Your browser and a web server are not so different, and the Headers view shows the salutations involved in exchanging files. This view has two sections: Request and Response headers.

Request Headers

These headers include information that the server will find useful in accommodating our request:

Look at this header:

Accept:image/webp,*/*;q=0.8

We may not know what this means exactly. But as we’re looking at the details for a file named sailboat.jpg, it makes sense that we’re telling the server that we’re looking to accept some image data.

Here’s another header that should seem familiar:

User-Agent:Mozilla/5.0 (Macintosh; Intel Mac OS X 10_8_4) AppleWebKit/537.36 (KHTML, like Gecko) Chrome/29.0.1547.76 Safari/537.36

I’m currently on a Mac with OS X 10.8.4 and am indeed using Chrome 29.0. If you were on an iPad, your User-Agent might look like this:

 Mozilla/5.0 (iPad; U; CPU OS 3_2_1 like Mac OS X; en-us) AppleWebKit/531.21.10 (KHTML, like Gecko) Mobile/7B405

You can read more about user agent strings at Wikipedia. For now, we’ll move on as the request headers for an image file aren’t too interesting.

Response Headers

These headers contain information from the server pertaining to your request:

These might make sense to you:

Content-Length:78858
Content-Type:image/jpeg

These headers are reasonable given that we’re looking at the headers for the sailboat.jpg request, and 78KB is a reasonable size for such a photo.

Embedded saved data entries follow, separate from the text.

PR #117, opened 2021-06-29
WIP: An example to show the User Defined data with int/float support

mirguest:
BEGINRELEASENOTES
- A simple User Defined Data supporting int and float 
- A simple helper class is used to encode/decode the data in the collection. 
  - The fields and their offsets are declared explictly.
- Support two different styles
  - Each UserExt will only contain one element
  - UserExt could contain multiple elements. 
    - [ ] The getter of the number of elements is not implemented yet

ENDRELEASENOTES

This example is based on Frank's PR #114

### DIFF
--- a/edm4hep.yaml
+++ b/edm4hep.yaml
@@ -415,3 +415,10 @@ datatypes :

Again, with a simple image file, there’s not too much to dissect. You can see a full list of headers at Wikipedia, but don’t worry about memorizing them. There’s only a few that we care about for this lesson.

Let’s move on to the other tabs.

The Preview and Response tabs

This tab simply shows a quick preview of the file at hand. And since we’re looking at an image file, the preview is not much different than what we already see in the browser:

This tab will be more useful when we look at actual data files, as data files generally aren’t visible on the web page. The Response tab usually shows something similar to the Preview tab, so you can pick either one when trying to dissect a data file.

Click the X at the top-left of the Details subpanel to return to the tabular view. Now we’ll look at data files, which, I repeat again, are just text.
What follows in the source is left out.